GROBOGAN – Kasus pembacokan yang menimpa seorang wartawan berinisial MP (38), di Desa Sugihmanik, Kecamatan Tanggungharjo, Kabupaten Grobogan hingga kini masih menjadi misteri.
Sampai Jumat (22/8) polisi belum berhasil mengidentifikasi pelaku.
Meski begitu, tim penyidik telah memeriksa sedikitnya delapan saksi untuk menelusuri jejak pelaku.
Kasat Reskrim Polres Grobogan, AKP Agung Joko Haryono, mengungkapkan saksi yang diperiksa meliputi rekan korban, warga sekitar lokasi kejadian, serta pihak keluarga.
“Penyidik masih mendalami keterangan saksi dan petunjuk hasil olah TKP. Tersangka masih dalam proses penyelidikan,” tegasnya.
Menurut Agung, penyelidikan menemui kendala karena minimnya saksi di lokasi kejadian yang berlangsung pada dini hari.
Meski demikian, pihaknya memastikan penanganan kasus ini menjadi perhatian serius.
“Semua petunjuk kami telusuri, kami tidak main-main dengan kasus ini,” tambahnya.
Diketahui, peristiwa itu terjadi pada Jumat (15/8) dini hari.
Saat itu, MP yang hendak pulang dari sebuah kedai menuju rumah orang tuanya dibuntuti dua orang tak dikenal menggunakan sepeda motor.

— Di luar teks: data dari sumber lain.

PR #352, opened 2021-02-05
init: Add `--initial-branch` switch

craigds:
## Description

* adds a `--initial-branch` switch to the `init` command.
* Respect git's `init.defaultBranch` config if that switch isn't supplied
* update all the test data to use `main` for the default branch

This doesn't actually change the _default_ branch (it's still set to `master`), but makes it easier to mess with at init time.

## Related links:

none

## Checklist:


olsen232 (approved):
Looks good, as long as you can fix the end-to-end test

Sekitar 200 meter dari kedai, korban diserang dengan dua kali sabetan senjata tajam di bagian kepala serta ditendang hingga jatuh tersungkur.
Beruntung korban masih sempat menghubungi kakaknya, Felix Wahyu yang kemudian menemukan korban dalam kondisi lemah di jalan gelap.
Atas bantuan warga, korban segera dilarikan ke IGD RSUD Sultan Fatah untuk mendapatkan perawatan intensif.
Polisi menduga aksi brutal tersebut merupakan upaya pembunuhan karena tidak ada barang milik korban yang diambil pelaku.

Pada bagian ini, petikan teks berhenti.